= Task =
Once you have read the data below, write it all out exactly.

────────────────────

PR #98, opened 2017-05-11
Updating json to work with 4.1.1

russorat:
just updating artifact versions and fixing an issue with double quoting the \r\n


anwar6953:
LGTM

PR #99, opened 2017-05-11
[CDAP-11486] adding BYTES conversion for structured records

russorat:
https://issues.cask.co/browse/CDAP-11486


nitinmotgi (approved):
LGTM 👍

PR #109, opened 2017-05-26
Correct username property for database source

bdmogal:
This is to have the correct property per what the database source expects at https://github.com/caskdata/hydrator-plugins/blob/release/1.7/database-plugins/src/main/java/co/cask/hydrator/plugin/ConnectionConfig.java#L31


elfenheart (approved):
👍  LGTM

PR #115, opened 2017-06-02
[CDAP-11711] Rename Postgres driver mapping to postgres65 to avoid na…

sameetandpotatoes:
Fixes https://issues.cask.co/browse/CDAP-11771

────────────────────

= Answer space =
PR #98, opened 2017-05-11
Updating json to work with 4.1.1

russorat:
just updating artifact versions and fixing an issue with double quoting the \r\n


anwar6953:
LGTM

PR #99, opened 2017-05-11
[CDAP-11486] adding BYTES conversion for structured records

russorat:
https://issues.cask.co/browse/CDAP-11486


nitinmotgi (approved):
LGTM 👍

PR #109, opened 2017-05-26
Correct username property for database source

bdmogal:
This is to have the correct property per what the database source expects at https://github.com/caskdata/hydrator-plugins/blob/release/1.7/database-plugins/src/main/java/co/cask/hydrator/plugin/ConnectionConfig.java#L31


elfenheart (approved):
👍  LGTM

PR #115, opened 2017-06-02
[CDAP-11711] Rename Postgres driver mapping to postgres65 to avoid na…

sameetandpotatoes:
Fixes https://issues.cask.co/browse/CDAP-11771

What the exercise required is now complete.